• TASK DETAILS: Both the line below containing "PR #2740, opened 2026-04-25" and the line containing "PR #3355, opened 2026-09-12", along with every line between them, should be repeated exactly; no other line belongs in the answer.

(EXERCISE MATERIAL begins)

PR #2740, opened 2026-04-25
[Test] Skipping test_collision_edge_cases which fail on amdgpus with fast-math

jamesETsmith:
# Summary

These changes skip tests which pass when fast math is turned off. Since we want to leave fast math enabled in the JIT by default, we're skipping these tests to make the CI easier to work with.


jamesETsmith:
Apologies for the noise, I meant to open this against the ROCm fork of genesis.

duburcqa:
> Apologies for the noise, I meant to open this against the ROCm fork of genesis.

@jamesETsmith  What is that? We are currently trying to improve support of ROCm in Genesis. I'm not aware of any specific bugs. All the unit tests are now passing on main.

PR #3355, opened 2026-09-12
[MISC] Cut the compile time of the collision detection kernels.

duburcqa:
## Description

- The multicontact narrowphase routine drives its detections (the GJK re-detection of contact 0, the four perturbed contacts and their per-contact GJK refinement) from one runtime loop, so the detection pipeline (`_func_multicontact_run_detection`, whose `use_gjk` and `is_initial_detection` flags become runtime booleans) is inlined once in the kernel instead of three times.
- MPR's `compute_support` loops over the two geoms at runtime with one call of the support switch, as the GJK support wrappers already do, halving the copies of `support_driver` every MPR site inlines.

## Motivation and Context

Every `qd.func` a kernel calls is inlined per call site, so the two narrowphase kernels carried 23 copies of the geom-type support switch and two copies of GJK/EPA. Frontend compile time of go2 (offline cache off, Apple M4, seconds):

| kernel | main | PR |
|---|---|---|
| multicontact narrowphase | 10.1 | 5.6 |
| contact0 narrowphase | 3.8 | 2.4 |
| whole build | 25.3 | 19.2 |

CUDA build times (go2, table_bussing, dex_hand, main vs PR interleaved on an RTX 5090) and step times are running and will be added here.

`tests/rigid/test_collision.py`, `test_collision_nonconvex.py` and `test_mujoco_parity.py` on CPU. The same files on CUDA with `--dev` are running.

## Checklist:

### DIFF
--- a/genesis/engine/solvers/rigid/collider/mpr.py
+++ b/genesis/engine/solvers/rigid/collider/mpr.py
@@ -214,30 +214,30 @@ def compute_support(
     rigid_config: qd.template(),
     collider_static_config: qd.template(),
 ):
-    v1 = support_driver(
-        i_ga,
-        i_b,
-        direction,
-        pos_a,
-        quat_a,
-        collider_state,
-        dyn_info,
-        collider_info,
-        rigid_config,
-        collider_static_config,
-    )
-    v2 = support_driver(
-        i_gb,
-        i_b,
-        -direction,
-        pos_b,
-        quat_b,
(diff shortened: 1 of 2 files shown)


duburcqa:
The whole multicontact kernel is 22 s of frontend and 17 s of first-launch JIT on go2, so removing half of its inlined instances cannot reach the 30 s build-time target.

(EXERCISE MATERIAL ends)
(EXERCISE MATERIAL begins)

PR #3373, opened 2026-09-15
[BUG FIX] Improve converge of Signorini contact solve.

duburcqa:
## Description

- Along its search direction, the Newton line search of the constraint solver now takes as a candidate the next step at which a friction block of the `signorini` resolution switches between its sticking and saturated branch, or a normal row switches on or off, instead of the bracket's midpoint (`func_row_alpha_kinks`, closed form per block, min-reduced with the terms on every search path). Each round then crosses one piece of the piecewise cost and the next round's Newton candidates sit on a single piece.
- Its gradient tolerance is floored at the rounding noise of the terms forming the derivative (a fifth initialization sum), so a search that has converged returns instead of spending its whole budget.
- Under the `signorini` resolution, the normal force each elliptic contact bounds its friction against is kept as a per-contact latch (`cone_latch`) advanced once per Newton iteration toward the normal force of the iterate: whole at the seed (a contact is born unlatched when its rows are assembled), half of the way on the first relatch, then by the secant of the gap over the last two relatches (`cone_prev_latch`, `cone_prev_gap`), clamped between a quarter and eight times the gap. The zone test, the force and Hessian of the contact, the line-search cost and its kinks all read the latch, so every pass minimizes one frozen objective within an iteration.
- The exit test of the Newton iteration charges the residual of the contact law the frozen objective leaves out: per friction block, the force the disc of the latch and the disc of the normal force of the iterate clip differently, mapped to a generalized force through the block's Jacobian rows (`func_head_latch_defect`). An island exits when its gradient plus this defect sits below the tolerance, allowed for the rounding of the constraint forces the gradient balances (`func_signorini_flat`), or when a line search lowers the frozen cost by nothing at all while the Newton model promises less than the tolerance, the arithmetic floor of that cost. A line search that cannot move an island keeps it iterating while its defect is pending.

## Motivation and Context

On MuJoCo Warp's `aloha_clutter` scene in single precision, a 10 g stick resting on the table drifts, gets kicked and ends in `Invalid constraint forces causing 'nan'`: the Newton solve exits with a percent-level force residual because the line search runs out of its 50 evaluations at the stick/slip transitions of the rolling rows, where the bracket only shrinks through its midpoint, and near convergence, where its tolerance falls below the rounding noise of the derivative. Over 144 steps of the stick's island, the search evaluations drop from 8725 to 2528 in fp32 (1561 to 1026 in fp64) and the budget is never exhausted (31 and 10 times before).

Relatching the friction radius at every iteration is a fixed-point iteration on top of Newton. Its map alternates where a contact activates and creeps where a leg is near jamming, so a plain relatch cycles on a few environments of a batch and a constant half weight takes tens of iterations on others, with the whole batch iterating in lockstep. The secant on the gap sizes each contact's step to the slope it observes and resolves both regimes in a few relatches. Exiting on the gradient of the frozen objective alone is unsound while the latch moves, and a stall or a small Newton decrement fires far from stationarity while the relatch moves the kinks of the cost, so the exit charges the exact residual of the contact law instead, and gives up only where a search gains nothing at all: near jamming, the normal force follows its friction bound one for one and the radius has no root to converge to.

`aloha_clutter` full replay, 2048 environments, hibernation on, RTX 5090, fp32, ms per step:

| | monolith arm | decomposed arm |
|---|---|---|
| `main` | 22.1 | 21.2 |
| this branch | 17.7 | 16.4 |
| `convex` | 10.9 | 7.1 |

(EXERCISE MATERIAL ends)

• WRITTEN SOLUTION:
PR #2740, opened 2026-04-25
[Test] Skipping test_collision_edge_cases which fail on amdgpus with fast-math

jamesETsmith:
# Summary

These changes skip tests which pass when fast math is turned off. Since we want to leave fast math enabled in the JIT by default, we're skipping these tests to make the CI easier to work with.


jamesETsmith:
Apologies for the noise, I meant to open this against the ROCm fork of genesis.

duburcqa:
> Apologies for the noise, I meant to open this against the ROCm fork of genesis.

@jamesETsmith  What is that? We are currently trying to improve support of ROCm in Genesis. I'm not aware of any specific bugs. All the unit tests are now passing on main.

PR #3355, opened 2026-09-12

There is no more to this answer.